History presents a picture of ever-​increasing political integration. First, the only political unit is the group consisting of a mother and her offspring; then on the recognition of paternity we enter upon the patriarchal stage, in which the unit consists of the descendants of a living male together with his wives and slaves; the whole despotically governed by himself. Next we have clans or houses consisting of federated families descended from a common deceased ancestor, having a common name and worship and held together by common interests which tend to wax stronger and stronger. These gentes again tend to be recompounded in one or more degrees till we have the tribe and eventually the nation. Finally, nations are themselves showing signs of coalescence. At first the bonds which hold together the new federation are extremely slight and frail; but they tend to strengthen until the individuality of the component groups is almost, if not altogether, merged and lost. And concurrently with the political integration there necessarily goes a juridical integration.

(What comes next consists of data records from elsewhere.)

PR #121, opened 2026-09-18
A committed visual qualification lane for React → Figma: 44 pairs scored three ways from committed bytes, residuals named, nothing graded

tpitre:
## What this adds

The React → contract → native Figma journey had **no committed visual qualification**: no scorer wiring, no manifest, no ratchet, no npm script — only one-off scripts in a private archive. This adds an offline, deterministic lane, `npm run react:native:fidelity:check`, that re-scores **committed bytes** on every run. It measures; it does not grade. Every artifact says so, and the owner grades.

It reuses the recipe side's existing, owner-adopted instruments **unchanged** (`scoreFidelity`, `FIDELITY_BAR`, the glyph-masked pass, the F1 row policy, a tightening-only ratchet). No tolerance, threshold or existing score is touched.

## Three numbers per variant, none hidden

1. the **historical** ink-trim score exactly as `scoreFidelity` computes it;
2. a **layout-origin-aligned** score (integer translation from recorded origins; fractional translation or a scale mismatch is refused by name);
3. the **glyph-masked** score with the native text boxes as the mask.

| Cohort member | Measured | Pass | Named font residual | Named other | Fail | Historical % | Aligned % | Glyph-masked % |
|---|---:|---:|---:|---:|---:|---|---|---|
| Button initial states | 24 | 17 | 6 | 1 | 0 | 0.722–9.195 | 0.408–2.214 | 0.000 (15 rows; 9 are text-only) |
| Checkbox initial states | 12 | 12 | 0 | 0 | 0 | 0.000 | 0.000 | 0.000 |
| Composed Card, six parent variants | 6 | 6 | 0 | 0 | 0 | 1.344 | 1.210 | 0.000 |
| Retained Card frames | 2 | 2 | 0 | 0 | 0 | 1.344–2.519 | 1.210–2.255 | 0.000 |

The tolerant zeros are **not pixel identity**: exact-pixel difference runs 5.7–99.3 % and the report prints it per row.

## What the seven "failing" Button states actually are

The ledger said "seven Button initial-state exports still exceed the image limit". Measured:

- **Typography is identical on both sides** on all 32 text-bearing pairs (family, weight, size, line height, letter spacing). Advances agree to 0.19 px (Figma hugs to `ceil`). Glyph pixel columns are identical. **No above-tolerance pixel differs outside a native text box.** Chromium lays down 1.12–1.36× Figma's ink for the same glyphs — text antialiasing, which no conversion rule can close.
- **Six** are text-only variants (no background): the ink-trim alignment makes a 1 px fringe the whole denominator. They are named `font-substrate` in the ratchet and satisfy the existing F1 row policy (text-only cell; aligned ≤ 5 %).
- **One** (`disabled=true, variant=secondary`, 6.166 %) is **not** a font residual and is not labelled as one. Its class is `alignment-trim-threshold`, with a proof the check recomputes every run: the native interior composites to rgb(250,250,250) and the source to rgb(249,249,249), one 8-bit step across the shared scorer's white-trim threshold, so the trims diverge (92×14 against 114×34); aligned 0.626 %, glyph-masked 0.000 %. Relabelling that row `font-substrate` turns the gate red by name. The historical 6.166 % stays in the record.

## Not measured, and why (nothing substituted)

**All 63 retained Button root mains.** An original React image exists for every variant, but every native main has an empty content slot while the originals render a label, and neither side records a layout origin (0 of 63 on both sides). No images are committed for them. Making them measurable needs populated instances or recorded origins.

## Evidence and tamper resistance

`recipe/evidence/react-native-fidelity-v1/`: 88 PNGs for 44 pairs, `manifest.json` (sha256 of every byte, operation/update/attempt ids, journal event names), `SCORECARD.json`, `KNOWN-FAILURES.json`, generated `REPORT.md` — 604 KB, no local path, token or file key. `react:native:fidelity:record` rebuilds it from the private journals, verifying each journal's full hash chain, and is byte-identical across runs; it is excluded from CI with that reason. Every committed Button number matches the earlier private measurements 24 of 24, Checkbox 12 of 12.

17 tamper tests, each red **by name**: a changed PNG byte, manifest hash, re-encoded image with a matching new hash, each of the three numbers, a stale report, a moved or shrunk text rect, a moved origin on either side, fractional translation, scale mismatch, ratchet edits (add a passing row, remove a failing one, phantom row, generic class), the trim proof term by term, dropped or re-filed pairs, qualification edits, a moved scorer pin; report bytes are deterministic.

## Stated limits

The six Card variants are paired with an independent nested-Checkbox inspection by property values; that inspection is pinned by its own inventory, not a journal, and the manifest says so. The card-composed frame uses the latest readback. For the two retained frames the font Chromium painted was not recorded. Re-encoding source crops depends on this Node's zlib, so byte-for-byte reproduction on another machine is untested. Interaction states, responsive behaviour and the three caller-content Button comparison frames are not in scope.

## Verification

The complete local fast lane: 198 gates, only the three sandbox-only `recipe:input-field:comparison*` gates (which CI skips) fail. `ci:lanes` accepts the new gate and test wiring. `docs/CURRENT.md` is updated in the three places that described this gap; none claims the criterion is met.


tpitre:
## Added: a root-geometry qualification for the 63 mains that cannot be pixel-scored

The 63 retained root mains stay **not measured for pixels** (empty content slot vs a rendered label; no layout origin on either side; the native update can no longer be re-read with the bounds-capturing reader). Their **non-content box facts** are now compared instead, with no Figma write and no browser work: what the sealed React observation measured on the root against what the native main reads back, joined purely by data (the plan's axes and each main's own `variantProperties`; no component or variant name appears in the logic).

**63 mains × 19 facts = 1,197 verdicts: 1,155 match, 0 mismatch, 42 not comparable.**

- Padding (4 sides), border width (4 sides), radius (4 corners), background paint, border paint, opacity, gap and shadow: 63/63 match each. All 126 native paints are variable-bound, resolve through the readback's own variables and agree with the source on the sRGB 8-bit grid. The nine outline mains carry a five-layer shadow the repo's existing parser accepts.
- **Height:** 56 match (24/32/36/40 px: declared on both sides). The 7 mains with the size prop unset are `not-comparable:content-derived-height-empty-slot` with both numbers printed (22 px in React, 3 px in Figma): the source origin is `auto`, the native sizing is HUG and the plan declares no fixed height.
- **Width:** 28 match (the four icon sizes, declared on both sides) and 35 are `not-comparable:content-derived-width-empty-slot` with both numbers printed.
- 63 of the 80 source rows pair one-to-one; the other 17 omit a prop, which the root-matrix assembler maps to the default, so each collapses onto an explicit-default variant (listed with equal tree hashes).
- No rounding or tolerance was added: the repo's exact-or-float32 policy only, since the writer applies none.

**What a match is not:** the native plan was compiled from these same observations, so this measures *carriage* — that a measured value survived the mint, the variables, the writer and Figma — not an independent second measurement. It proves nothing about width of a content-sized box, text, fonts, antialiasing or any pixel. The report and `docs/CURRENT.md` say so, and nothing here is a grade.

A mismatch must be named in the tightening-only ratchet (currently empty for geometry). 17 more tests (34 total in the two files), each tamper red by name, including flipping a dimension's classification in either direction. The existing `SCORECARD.json` is byte-identical. Complete local fast lane: only the three sandbox-only `recipe:input-field:comparison*` gates fail.

PR #125, opened 2026-09-19
A composed component from an independent family passes through the app: grid roots, declared fill width and a caller frame for fill-width comparisons

tpitre:
Stacked on #123 (it contains that branch; review the last five commits).

## What a user can now complete

A composed component from an independent family went through the application end to end and **passes the visual limit**: shadcn `Alert` (a grid root with a nested title and description), declared by a separate source workspace, no application code naming it. Through the Sources page and the companion in the DS Contracts Evaluations file:

1. four-variant native root family (fill-width root, one-column grid content carrier, 25 variables), structure independently read back;
2. both nested mains (AlertTitle, AlertDescription) created and independently read back; composition ready 2 of 2;
3. composed comparison created and read back: native 360 × 68 against the original 360 × 68, **3.06 % against the unchanged 5 % limit (pass)** with the repository's unchanged scorer; every differing pixel is glyph rendering.

Each step first refused by name on the real input; each refusal became one general rule.

## The rules (no component names)

- **A traced top-level grid root takes the bounded row-flow lowering composed children already had** (one implicit auto column, intrinsic rows, row flow), from sealed grid-constraint evidence gathered per matrix plane. Explicit tracks, areas, dense or column flow, definite rows, RTL, vertical writing, fixed or clamped height refuse by name. Archives saved before this evidence existed re-assemble byte-identically.
- **A root's own `width:100%` is a declared fill**, a new style-origin status given only when the winning own declaration is exactly `100%`, the typed value is 100 percent, the border box equals the containing block's content width, and that containing width is itself definite (a shrink-to-fit place reads `declared-fill-width-containing-block-indefinite`). It projects the parent-width literal the compiler already lowers. A caller `style`/`className` width still refuses (`react-root-grid-width-unqualified`); a measured box is never promoted to a size. No reader of size facts treats `fill` as fixed or auto.
- **A composed child of a grid ROOT takes its width from the root rule**, not from "both sizes auto".
- **A fill-width root is compared inside its caller's observed containing width.** New `containerWidth` (not `instanceWidth`, which pins the instance): it sizes only the app-owned caller frame; the instance stays FILL; the main, its contract and tokens never see the number. Planner, emitted runtime, readback verifier and frame repair agree; two named refusals.

Built-in flows: nested-child derivations, root matrices and fresh plans are digest-identical before and after for the saved built-in archives; the saved card-composed comparison re-prepares identically apart from the random operation id.

## Not claimed

Badge (simple) still misses the limit on glyph rendering alone (6.25 %); Switch (stateful) is created but its independent readback refuses one float32 step on the transparent hit area. The family shares shadcn's stylesheet with the built-in cohort. No update cycle was run on it. Live evidence is private.

## Verification

Tests red before and green after at both the core and source-reference levels (961 in `source:reference:check`), `plugin:check`, `plugin:ui-check`, typecheck (root and playground), lint, `docs:check`, `ci:lanes`; engine receipt re-recorded for the compiler and runtime change; complete local fast lane on the merged tree.


tpitre:
Adversarial review before merge (no Critical or High; three Medium, all fixed in c20fde1f2): a size declaration now counts as the component's own only when the winning selector's subject is carried by the element itself (closes a caller stylesheet rule being recorded as `fill` or `fixed`; all 3,260 saved size facts remain own); a fill width bounded only by the harness stage, body or viewport refuses by name and is never used as a comparison width, the evidence records which ancestor supplied the width, and zoomed, out-of-flow or flex-grown roots no longer record `fill`; grid roots carry the named limitation `grid-tracks-observed-for-this-content-only`. Also: `containerWidth` floor 0.01, the two runtime refusals tested, mixed fill/fixed planes end at `style-prepared`, an unplanned fixed frame is refused. Built-in traces and every saved operation, including the live Alert comparison, re-derive identically. Local lane: 193 of 197; three sandbox-only gates, plus `recipe:live:history:test` which exited non-zero under load with no failing test and passes alone (15,553 of 15,553).

PR #128, opened 2026-09-19
A Figma stroke outside layout is drawn as a ring, not a space-taking border: the designer's padding and token bindings are kept (dump v1.35)

tpitre:
Stacked on #127 (it contains that branch; review the commits from `86d849dc2` on).

## The defect (measured)

A Figma stroke takes no layout space unless the designer turns on `strokesIncludedInLayout`; the emitted CSS `border` always does. On the 72-variant CBDS Badge every outline variant failed on SIZE: hugging variants 4 px too wide, and the 16 px-high small outline rendered 20 px high. Neither reader captured the fact, so the proposer could not lower it, and the census did not even count the loss.

## The decision (owner delegated judgment calls, 2026-09-18; recorded in `docs/23-known-limitations.md` §D.39 with how to reverse it)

Frequently the new federation has proved itself unstable and premature, and has rapidly or gradually disintegrated. Nature places a limit on the process. We have seen the Macedonian Empire no sooner built up than falling to pieces again. So too the Roman Empire, after some centuries of a cumbrous and elephantine existence, broke up into fragments which proved to have more vitality than the great whole from which they were detached. Clearly there is a limit to the size of a state ruled by a single government. Now what is the law of the limit of political integration? In biology the limit of mass of any living organism depends on the power of co-​ordination; that is to say, any part of the body being affected the whole must respond; otherwise it is not an organic whole, but a mere aggregate. The same holds good of social organisms. The size of such organism depends on its power of internal co-​ordination. But as time wears on, the possibilities of integration are increased. We have better means of communication both in the way of locomotion and signalling. We have increased general knowledge, and more widely distributed information. And finally, we have the coming together of large masses of the population in towns. Hence, there has resulted a constant tendency towards increasing integration. Men can work together in larger numbers century by century. At the same time it behooves us to inquire whether the aggregations we see around us are themselves stable, or whether they are too large for equilibrium.